### [WHAT IS NEEDED]
Among the lines below, restate word for word only those from the line with "Tools - Part 1" through the line with "- Save page size in local storage", with both end lines kept.
------ DATASET EXCERPTS
PR #247, opened 2020-12-04
Tools - Part 1

sri2k1us:
- Link `Manage Tools` from Apps View
- Migrate to `i18next`
- Add query param for paging
- Save page size in local storage
- Remove `Toggle Display` button from all the toolbars. (needed extra space for `Manage Tools` button in Apps Toolbar.)


src/pages/tool.js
------------
### [EXERCISE RESPONSE]
Tools - Part 1

sri2k1us:
- Link `Manage Tools` from Apps View
- Migrate to `i18next`
- Add query param for paging
- Save page size in local storage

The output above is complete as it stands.